In the Senate, 12 members were re-elected. Two former Senators have returned after being out for two terms. Eight of the remaining ten have not served in the Senate before; two of the ten are veterans of service in the House. All of this makes the new Senate very different from the last one.
Governor John Lynch, accompanied by the five members of the Executive Council, entered the senate chamber and administered the oath of office to the 24 senators. The Governor and Council members then walked to the Senators' desks and offered their congratulations to each of them.
John Broderick had retired the previous day from his position of Chief Justice of the Supreme Court. Incoming Senate President Peter Bragdon (Milford) invited the former chief justice to be the temporary presiding officer of the Senate. Chief Justice Broderick's duties consisted of overseeing the election of Senator Bragdon as Senate President and welcoming him to the dais. As Senator Bragdon began to address the chamber, a staff member from the Senate Clerk's office unobtrusively placed a new name plate on the dais letting all know that we had a new Senate President.
Senators rose one by one to introduce their family and guests until the Senate was called into a joint convention. Senators lined up and awaited the words of the House Sergeant of Arms, "Mr. Speaker, the Honorable Senate" and we marched into the House chamber to much applause, handshakes, smiles and good cheer.
The constitution requires the joint convention to elect a Treasurer and Secretary of State. Each legislator, senator or house member, has one vote. There were nominating and seconding speeches for each office. Bill Gardner was re-elected as Secretary of State to continue as America's longest serving Secretary of State. Catherine Provencher was re-elected to a third term as State Treasurer. Neither faced opposition.
Senators returned to our chamber where there were some small formalities to do, relative to organizing for the upcoming session. A couple of committee names, for example, were changed. Then with our Organization Day work done, we adjourned until our next meeting on Jan. 5 for Convening Day. Inauguration Day for the Governor and Executive Council will be the next day, Jan. 6.
Senators and House members have been sworn into office on the first Wednesday of December for 200 years. While many things have changed over the decades, every new legislator brings their own optimism and enthusiasm to the State House as they move from being a successful candidate to being a full fledged legislator. No matter how many terms you serve, your first swearing-in remains a fond memory.
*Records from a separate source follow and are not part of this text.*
PR #6097, opened 2024-07-17
feat(web,novui): initial implementation of var autocomplete in controls 

ainouzgali:
### Screenshots
Screenshot 2024-07-22 at 18 38 34
Screenshot 2024-07-22 at 18 39 20

<details>

</details>


libs/novui/package.json
```diff
@@ -129,13 +129,22 @@
     }
   },
   "dependencies": {
-    "@mantine/code-highlight": "^7.10.2",
-    "@mantine/core": "^7.10.0",
-    "@mantine/hooks": "^7.10.0",
+    "@mantine/code-highlight": "^7.11.2",
+    "@mantine/core": "^7.11.2",
+    "@mantine/hooks": "^7.11.2",
+    "@mantine/tiptap": "^7.11.2",
```
antonjoel82, line 135: @ainouzgali FYI I updated all the Mantine packages to have the same version since it can cause issues if they get mismatched!

libs/novui/src/tokens/semanticColors.tokens.ts
```diff
@@ -203,6 +203,16 @@ export const LEGACY_COLOR_SEMANTIC_TOKENS = defineSemanticTokens.colors({
...
+  suggestion: {
+    surface: {
+      value: { base: '{colors.legacy.BGLight}', _dark: '{colors.legacy.B20}' },
+      type: 'color',
+    },
+    text: {
+      value: { base: '#B743FF', _dark: '#AD74FF' },
+      type: 'color',
+    },
+  },
```
ainouzgali: @antonjoel82 should I add this color, that is only used here to the color tokens? I wasn't sure, because for every palette there, there are shades for each of them (example: amber.40, amber.60 etc)

ainouzgali: [Figma](https://www.figma.com/design/ybKRCB2ZO5DqICxjxzZGnW/Echo?node-id=3519-33552&m=dev) for context

libs/novui/src/json-schema-components/widgets/InputEditorWidget.styles.ts
```diff
@@ -0,0 +1,29 @@
...
+      lineHeight: '125',
+      borderColor: 'input.border !important',
+      border: 'solid',
+    },
+  }),
+  content: css({
+    background: 'input.surface !important',
+    borderColor: 'input.border !important',
+    borderRadius: 'input !important',
+    lineHeight: '125 !important',
```
antonjoel82: 💭 **thought (non-blocking):** I don't believe most of these `!important` should be necessary any more after the CSS Layers PR got merged!‏

libs/novui/src/json-schema-components/widgets/InputEditorWidget.tsx
```diff
@@ -0,0 +1,132 @@
...
+  const { variables = [] } = formContext;
+  const reactRenderer = useRef<ReactRenderer<SuggestionListRef>>(null);
+
+  const variablesList = useMemo<VariableItem[]>(() => {
+    return variables?.map((variable: string) => {
+      return { label: variable, id: variable };
+    });
+  }, [variables]);
+
+  const baseExtensions: Extensions = [Document, Paragraph, Text];
```
antonjoel82, line 43: ✏ **suggestion:** If it works, please declare outside of the component so as not to define on every render‏

libs/novui/src/tokens/semanticColors.tokens.ts
antonjoel82: @ainouzgali I would consider this a "design smell" -- we should ask design to stay within our color palettes or add these colors fully. I commented on the Figma :)

libs/novui/src/tokens/semanticColors.tokens.ts
```diff
@@ -203,6 +203,16 @@ export const LEGACY_COLOR_SEMANTIC_TOKENS = defineSemanticTokens.colors({
       type: 'color',
     },
   },
+  suggestion: {
+    surface: {
+      value: { base: '{colors.legacy.BGLight}', _dark: '{colors.legacy.B20}' },
+      type: 'color',
+    },
```
antonjoel82, line 210: ❓ **question:** ‏‏Do we have designs for these values? Can we match these to other things we already have (i.e. existing menus)? If not, it be worthwhile to move this to the top-level `surfaces` tokens as `menu`.

apps/web/src/studio/utils/variables.ts
```diff
@@ -0,0 +1,14 @@
+import { SystemVariablesWithTypes } from '@novu/shared';
+
+export function getSuggestionVariables(schemaObject, namespace: string) {
```
antonjoel82, line 3: ❓ **question:** Do we have more explicit types for `schemaObject`? Please add if so‏

libs/novui/src/json-schema-components/widgets/InputEditorWidget.tsx
```diff
@@ -0,0 +1,132 @@
...
+import Mention from '@tiptap/extension-mention';
+
+import { css, cx } from '../../../styled-system/css';
+import { input } from '../../../styled-system/recipes';
+import { splitCssProps } from '../../../styled-system/jsx';
+import classes from './InputEditorWidget.styles';
+
+import { VariableSuggestionList, SuggestionListRef, VariableItem } from './VariableSuggestionList';
+
+import '@mantine/tiptap/styles.css';
```
antonjoel82:
```suggestion
import '@mantine/tiptap/styles.layer.css';
```

libs/novui/src/json-schema-components/widgets/VariableSuggestionList.styles.ts
```diff
@@ -0,0 +1,36 @@
...
+    padding: '25',
+    marginY: '25',
+    border: 'none !important',
+    boxShadow: 'medium !important',
+    color: 'typography.text.main',
+    maxHeight: '[200px]',
+    overflow: 'none !important',
+    overflowY: 'auto',
+    textOverflow: 'ellipsis',
+  }),
```
antonjoel82: 💭 **thought (non-blocking):** Same note about `!important` here‏

libs/novui/src/json-schema-components/widgets/VariableSuggestionList.tsx
```diff
@@ -0,0 +1,89 @@
...
+      command(item);
+    };
+
+    return createPortal(
+      <Menu
+        opened={opened}
+        closeOnEscape
+        classNames={classes}
+        position="bottom-start"
+        width={200}
```
antonjoel82:
```suggestion
```
Please define a semantic size token and use CSS instead if possible. If not, please use `token()` here to use the new token

libs/novui/src/json-schema-components/widgets/VariableSuggestionList.tsx
```diff
@@ -0,0 +1,89 @@
...
+import classes from './VariableSuggestionList.styles';
+
+export type VariableItem = {
+  id: string;
+  label: string;
+};
+
+export type SuggestionListRef = {
+  onKeyDown: (props: SuggestionKeyDownProps) => boolean;
+  focus: () => void;
```
antonjoel82, line 15:
```suggestion
  focus: () => void;
  close: () => void;
```

libs/novui/src/json-schema-components/widgets/VariableSuggestionList.tsx
```diff
@@ -0,0 +1,89 @@
...
+};
+
+type SuggestionListProps = SuggestionProps<VariableItem>;
+
+export const VariableSuggestionList = forwardRef<SuggestionListRef, SuggestionListProps>(
+  ({ clientRect, command, query, items }, ref) => {
+    const [opened, { close: closeSuggestionList, open: openSuggestionList }] = useDisclosure(true);
```
antonjoel82, line 25: 👏 **praise:** I like being verbose here to make the code easier to read elsewhere -- well done!‏

antonjoel82 (commented):
Nice job, and great work on the clean-up!

One main note: I apologize for the reversal, but I do actually think we should use `defineSlotRecipe` for each of these widget pieces -- they could even be combined into one recipe. The reason being that it will clean up the CSS (both in the classNames added to the elements in the app but also in the generated CSS). If for some reason styles don't seem to be generating properly, we can use the `staticCss` property in the recipe definition as we did in `json-schema-form.recipe.ts`

Lastly, I think we may need to refine some of the styles for long strings and the styles that appear when using the keyboard to navigate the suggestion list:
Screenshot 2024-07-22 at 10 22 07 AM

P.S. I'd suggest developing in Storybook to develop more quickly and see things in isolation. I just added autocomplete to the stories

libs/novui/src/json-schema-components/widgets/InputEditorWidget.tsx
ainouzgali: I tried multiple things to imitate what you did for the `core/styles.layer.css` but couldn't get it to work. It loses all styles when I change it to the layer 
I assume because its a different mantine package (tiptap), I tried adding it to the exports in package.json and adding it to imports in index.css but couldn't get it to work 🤦‍♀️

libs/novui/src/json-schema-components/widgets/InputEditorWidget.tsx
ainouzgali: Unfortunately it doesn't work

libs/novui/src/tokens/semanticColors.tokens.ts
ainouzgali: It is not for the menu, it is for the variable code that shows inside the input `bla bla {{var}}` , so I feel it is not generic enough to be moved to the top level. Wdyt?
But I do see now that naming it suggestion is confusing, I'll change it either way.

libs/novui/src/json-schema-components/widgets/VariableSuggestionList.styles.ts
ainouzgali: I'll remove the `!important` after I get the layer issue working 😬

apps/web/src/studio/utils/variables.ts
ainouzgali: Technically its type should be the `RJSFSchema` that comes from the`@rjsf/utils` package that we don't import in web.

libs/novui/src/json-schema-components/widgets/VariableSuggestionList.tsx
ainouzgali: Let me know if I did it ok, we didn't have any size tokens for bigger sizes

libs/novui/src/tokens/semanticColors.tokens.ts
antonjoel82: Sounds reasonable, not top level makes sense then, thanks!

apps/web/src/studio/utils/variables.ts
antonjoel82: Gotcha -- then it sounds to me like this helper should live in `novui`!

ainouzgali: I thought about it, but it feels like we are already adding too much logic to novui, which we shouldn't do in a design system. No?

ainouzgali:
@antonjoel82 for the recipe for the `InputEditorWidget` I would have liked to use parts of the `INPUT_RECIPE` in the new recipe- like we should as we  mostly want the same design -  but because I didn't manage to add the layer styles, it will not work as I supposedly still need to have `!important` for those styles.  
So, wondering what you think about either insisting on the layer vs duplicating the styles

ainouzgali:
@antonjoel82 I don't know, I thought about giving up on adding the layer for now, because it was just not working. 

But, now, with no layer and all !important added, the only change from before (where it all worked) is the change [from the classname](https://github.com/novuhq/novu/pull/6097/files/ec774c09d3a3cfb2d7858584a75592804209c168#diff-98d34ad09b65898eb4d5ae1bc801f34ecb9851a04ffb7a7593935a9d7bf131b0)s (wrapped in css) [to use recipes instead](https://github.com/novuhq/novu/pull/6097#pullrequestreview-2192080747).  Its fine in storybook but web is not getting the right styles. I cleaned several times and rebuilt, I just don't know... 
Should there be a difference between recipes vs classnames styles that should have a different affect like that? I figured it was some build or cache but I really cleaned everything  

Let me know what you think. Otherwise I am leaning to just returning the styles as it was before even though it will be less clean in the elements and the generated css.

ainouzgali:
@antonjoel82 thanks for the style fixes! It seems to work fine now in web. Will appreciate your final overview and approval so we can merge this 💪

libs/novui/src/recipes/input-editor-widget.recipe.ts
```diff
@@ -0,0 +1,50 @@
...
+        borderRadius: 'xs',
+        background: 'variable.surface',
+        p: '25',
+        lineHeight: '125',
+        borderColor: 'variable.border',
+        border: 'solid',
+      },
+    },
+  },
+  staticCss: ['*'],
```
antonjoel82, line 49: 🗒 **note (non-blocking):** This tells Panda to generate styles for all variants and slots, regardless of which ones are actually used in code. When using `defineSlotRecipe`, Panda normally only generates classes and styles for recipes that the static checker detects are used in code.‏

libs/novui/src/tokens/semanticColors.tokens.ts
```diff
@@ -203,6 +203,20 @@ export const LEGACY_COLOR_SEMANTIC_TOKENS = defineSemanticTokens.colors({
       type: 'color',
     },
   },
+  variable: {
+    surface: {
+      value: { base: '{colors.legacy.BGLight}', _dark: '{colors.legacy.B20}' },
+      type: 'color',
+    },
+    text: {
+      value: { base: '#B743FF', _dark: '#AD74FF' },
```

The change in the make-up of the Senate means that every incumbent except Senator D'Allesandro (Manchester) is moving to a different office. I have moved from my first floor office in the State House to the Senate President's suite. My old office was a great one … next to the press room along a hallway that many walk each day. I will miss it but recognize the value of being with the new Senate President.
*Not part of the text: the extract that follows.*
PR #6098, opened 2024-07-17
fix(web): ensure we wait for loads to happen

denis-kralj-novu:
Ensure we wait for the environment request to happen before we say we are done loading


apps/web/src/components/providers/EnvironmentProvider.tsx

During our session, the new Senate President's personal effects and files were moved to his new office while similar boxes of materials were taken from the former Senate President's office and moved to Senator Bragdon's former office.
The result is that not only did Senator Sylvia Larsen switch titles with Senator Bragdon, Minority Leader and Senate President, they switched offices, too. Senator Bragdon will work out of the Senate President's office, a truly beautiful office, from which he will lead his 19 member majority. Senator Larsen will work out of a much more modest two room suite on the first floor of the State House which she will share with two of her five member minority.
One of the first actions of the new Senate President was to appoint Jay Flanders of Sunapee to be the Senate's Chief of Staff. Jay was on the staff of Tom Eaton (Keene) when he was President of the Senate in 2002-2005. Jay is experienced in the ways of the Senate and a knowledgeable public policy professional. It is wonderful to have a friend and a constituent in the 8th district serve as the top staff person in the Senate.
The final day for filing bills by House members was last Friday. The Senate has voted to have next Friday, Dec. 10 be the last day for Senators to file bills. There will be a rush of bill filings this week as department heads, lobbyists and citizens ask Senators to file bills and to sign on as co-sponsors of bills filed by other legislators.
Once a bill is filed, drafting of the texts can go on through mid January. As drafting is completed on each bill, it is printed and assigned to a committee by the Majority Leader. Hearings will be scheduled and the 2011 legislative process will be underway.